The relational model is widely used for data modeling in database and data warehouse systems. However, the model with the word "relationship" in its name is not suitable for handling relationships.
In the table-based modeling used in the relational model, relationship operations are handled through join operations. However, in practical use, especially with streaming updates, this approach has many pain points.
The focus of the table model is to represent multiple records as tables, but it lacks the ability to describe relationships itself, and can only be achieved through join operations.
In both batch and streaming computational systems, Join operations involve a significant amount of shuffle and computational overhead. Furthermore, the intermediate results generated by Join are duplicated multiple times due to association, leading to exponential data expansion and redundancy, resulting in high storage consumption.
In the experiment shown in the figure below, we simulated scenarios of performing one-hop, two-hop, and three-hop relationship operations in sequence. It is clear that the more complex the multi-hop relationship calculation, the worse the performance of join operations in the relational model. In terms of total time, using graph-based Match calculations can save more than 90% of the time.

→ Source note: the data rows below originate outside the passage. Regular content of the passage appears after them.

PR #317, opened 2023-09-01
JDK-8315478: GenShen: Tolerate round-off errors in preselected promotion budget

kdnilsen:
An assert failure identified an error in previous implementation.  See JBS ticket for description of issue and reproducer.

---------
### Progress

### Issue
 * [JDK-8315478](https://bugs.openjdk.org/browse/JDK-8315478): GenShen: Tolerate round-off errors in preselected promotion budget (**Sub-task** - P3)

### Reviewers

### Reviewing

Checkout this PR locally: \
`$ git fetch https://git.openjdk.org/shenandoah.git pull/317/head:pull/317` \
`$ git checkout pull/317`

`$ git checkout pull/317` \
`$ git pull https://git.openjdk.org/shenandoah.git pull/317/head`

</details>

Checkout this PR locally: \
`$ git pr checkout 317`

`$ git pr show -t 317`

</details>

<a href="https://git.openjdk.org/shenandoah/pull/317.diff">https://git.openjdk.org/shenandoah/pull/317.diff</a>

</details>

### Webrev
[Link to Webrev Comment](https://git.openjdk.org/shenandoah/pull/317#issuecomment-1703028347)

### DIFF
--- a/src/hotspot/share/gc/shenandoah/shenandoahGeneration.cpp
+++ b/src/hotspot/share/gc/shenandoah/shenandoahGeneration.cpp
@@ -394,6 +394,17 @@ void ShenandoahGeneration::adjust_evacuation_budgets(ShenandoahHeap* heap, Shena
   // and promotion reserves.  Try shrinking OLD now in case that gives us a bit more runway for mutator allocations during
   // evac and update phases.
   size_t old_consumed = old_evacuated_committed + young_advance_promoted_reserve_used;
+
+  if (old_available < old_consumed) {
+    // This can happen due to round-off errors when adding the results of truncated integer arithmetic.
+    // We've already truncated old_evacuated_committed.  Truncate young_advance_promoted_reserve_used here.
+    assert(young_advance_promoted_reserve_used <= (33 * (old_available - old_evacuated_committed)) / 32,
+           "Round-off errors should be less than 3.125%%, committed: " SIZE_FORMAT ", reserved: " SIZE_FORMAT,
+           young_advance_promoted_reserve_used, old_available - old_evacuated_committed);
+    young_advance_promoted_reserve_used = old_available - old_evacuated_committed;
+    old_consumed = old_evacuated_committed + young_advance_promoted_reserve_used;
+  }
+
   assert(old_available >= old_consumed, "Cannot consume (" SIZE_FORMAT ") more than is available (" SIZE_FORMAT ")",
          old_consumed, old_available);
   size_t excess_old = old_available - old_consumed;
--- a/src/hotspot/share/gc/shenandoah/shenandoahGeneration.cpp
+++ b/src/hotspot/share/gc/shenandoah/shenandoahGeneration.cpp
@@ -394,7 +394,8 @@ void ShenandoahGeneration::adjust_evacuation_budgets(ShenandoahHeap* heap, Shena
   // and promotion reserves.  Try shrinking OLD now in case that gives us a bit more runway for mutator allocations during
   // evac and update phases.
   size_t old_consumed = old_evacuated_committed + young_advance_promoted_reserve_used;
-  assert(old_available >= old_consumed, "Cannot consume more than is available");
+  assert(old_available >= old_consumed, "Cannot consume (" SIZE_FORMAT ") more than is available (" SIZE_FORMAT ")",
+         old_consumed, old_available);
   size_t excess_old = old_available - old_consumed;
   size_t unaffiliated_old_regions = old_generation->free_unaffiliated_regions();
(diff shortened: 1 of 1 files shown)


earthling-amzn (approved):

src/hotspot/share/gc/shenandoah/shenandoahGeneration.cpp
```diff
@@ -394,7 +394,19 @@ void ShenandoahGeneration::adjust_evacuation_budgets(ShenandoahHeap* heap, Shena
...
+    // We've already truncated old_evacuated_committed.  Truncate young_advance_promoted_reserve_used here.
+    assert(young_advance_promoted_reserve_used <= (33 * (old_available - old_evacuated_committed)) / 32,
+           "Round-off errors should be less than 3.125%%, committed: " SIZE_FORMAT ", reserved: " SIZE_FORMAT,
+           young_advance_promoted_reserve_used, old_available - old_evacuated_committed);
+    young_advance_promoted_reserve_used = old_available - old_evacuated_committed;
+    old_consumed = old_evacuated_committed + young_advance_promoted_reserve_used;
+  }
+
+  assert(old_available >= old_consumed, "Cannot consume (" SIZE_FORMAT ") more than is available (" SIZE_FORMAT ")",
+         old_consumed, old_available);
```
ysramakrishna, line 409: So you are just adding debugging code to catch the issue more easily? (as well as the change further below)

I don't see any change in the control flow or the state here.

Is the intention to add this change and the one below to aid debugging of a very difficult to reproduce problem?

ysramakrishna: ah, never mind, I see that you are adjusting some values there, which I missed in a first reading of the code.

I don't understand the somewhat gnarly logic of the calculations by reading this code, but I'll assume this adjustment will then prevent whatever issue was seen in the parent ticket.

I don't understand this logic well enough to review this change, so please go ahead an land this with the review you have from William.

ysramakrishna:
```
   old_consumed = old_evacuated_committed + old_available - old_evacuated_committed
                             = old_available
```
So effectively this is saying if `old_available < old_consumed`, make `old_available = old_consumed` so the subsequent assertion is satisfied. You are asserting that this can only happen if the difference is because of round-off errors.

I do have a question about this, though. Can we avoid the round-off errors in the arithmetic entirely, by doing rounding in the "safe direction" (e.g. rounding down or up) at each step where rounding is needed, rather than relying on catching the condition and adjusting the values to re-establish the invariants?

kdnilsen: It would be possible to do all round-off arithmetic more conservatively, to avoid the need for this check.  The "problem" arises when the sum of individual round-off errors is different than the single round-off error for the sum of promotions.  My preference would be to fix this in a separate PR if we choose to do so.

kdnilsen:
Though all GHA checks have passed, there are still some failures on this branch in internal CI pipelines.  Specifically:

1. perf_specjbb (2 of 5 runs) encountered:
```
# A fatal error has been detected by the Java Runtime Environment
#  SIGSEGV (0xb) at pc=0x00007fdc7a8f3939, pid=15605, tid=15607
# JRE version: OpenJDK Runtime Environment (22.0) (build 22-root-tolerate-roundoff-with-preselected-promotion-gh-x86.5328a6)
# Java VM: OpenJDK 64-Bit Server VM (22-root-tolerate-roundoff-with-preselected-promotion-gh-x86.5328a6, mixed mode, sharing, compressed oops, compressed class ptrs, shenandoah gc, linux-amd64)
# Problematic frame:
  void ShenandoahScanRemembered<ShenandoahDirectCardMarkRememberedSet>::process_clusters<ShenandoahMarkRefsClosure<(ShenandoahGenerationType)2> >(unsigned long, unsigned long, HeapWordImpl**, ShenandoahMarkRefsClosure<(ShenandoahGenerationType)2>*, bool, unsigned int)+0x289
```
2. stress_dacapo (5 of 5 runs) encountered:
```
# A fatal error has been detected by the Java Runtime Environment:
#  Internal Error (/codebuild/output/src4035/src/s3/00/src/hotspot/share/gc/shenandoah/shenandoahVerifier.cpp:1276), pid=11604, tid=11612
#  Error: Verify init-mark remembered set violation; clean card should be dirty
```
We believe the first of these is covered by issue: https://bugs.openjdk.org/browse/JDK-8315560

and the second is covered by issue: https://bugs.openjdk.org/browse/JDK-8315044

kdnilsen:
I will /integrate now, and address the known failures in separate efforts.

Figure 1In many data warehouse analysis scenarios, in order to improve data query performance, multiple tables are often materialized into a large wide table in advance.
Although the wide table can accelerate query performance, it suffers from severe data inflation and redundancy. Due to the one-to-many association between tables, the data in one table is multiplied through associations, resulting in exponential data inflation and redundancy.
Moreover, once the wide table is generated, it is difficult to change it, otherwise a new wide table needs to be regenerated, which is time-consuming and labor-intensive, and not flexible enough.
In this case, using a graph model can easily solve this problem. A graph is a natural representation of relationships, where entities are represented by nodes and relationships are represented by edges.
For example, in a social network graph, each person can be represented by a node, and the relationships between people can be represented by edges. There can be various complex relationships between people, which can be represented by different edges.
Obviously, the process of constructing a graph is essentially the extraction of relationships between entities, and at the data storage level, it actually materializes the relationships to achieve better relationship calculation performance.
Compared to the relationship materialization method of wide tables, due to the aggregation of points and edges in the graph structure itself, constructing a graph is very efficient. The figure below shows the performance of high-performance graph construction in GeaFlow, which demonstrates that the graph construction operation itself is extremely fast, and due to the sharding feature of graphs, it has excellent scalability.
Figure 2In the experiment shown in Figure 1, it can also be observed that we spent a small amount of time inserting the graph (the cost of the green "insert to graph" part) in exchange for the acceleration effect of the graph modeling on subsequent join queries.
Analytical systems based on table modeling only support SQL join for relationship analysis, which is very limited in complex scenarios. For example, querying all friends within 4 degrees of separation for a person, or finding the shortest path, these complex relationship queries are difficult to describe using SQL join on tables.
GeaFlow provides a query language that combines GQL and SQL styles. This is a data analysis language that combines graphs and tables, inherited from standard SQL+ISO/GQL, and can easily perform graph and table analysis.
Figure 3In the DSL, the results of graph computation and table queries are equivalent and can be processed like table data for relationship operations. This means that both the GQL and SQL descriptions in Figure 3 can achieve similar effects, greatly enhancing the query expression capability of users。
The GeaFlow DSL engine will support automatic conversion of SQL joins into GQL execution. Users can freely mix SQL and GQL style queries, and perform graph matching, graph algorithms, and table queries at the same time.
GeaFlow (branded as TuGraph-Analytics) is an open-source distributed streaming graph computing engine developed by Ant Group. Within Ant Group, it has been widely used in scenarios such as data warehouse acceleration, financial risk control, knowledge graph, and social networks.
TuGraph-Analytics was officially open-sourced in June 2023, opening up its core capability of graph-based streaming and batch computing. Compared to traditional streaming computing engines such as Flink and Storm, which are based on table models for real-time processing, GeaFlow has a self-developed graph storage as its foundation and a streaming-batch computing engine as its weapon. It integrates GQL/SQL DSL language as its flag, and has significant advantages in complex multi-degree relationship operations.
Figure 4Figure 4 shows the use of the Match operator in GeaFlow to perform multi-hop relationship queries on a graph, compared to the real-time throughput improvement brought by the Join operator in Flink. In complex multi-hop scenarios, existing streaming computing engines are basically unable to handle real-time processing. The existence of the graph model breaks through this limitation and extends the application scenarios of real-time streaming computing.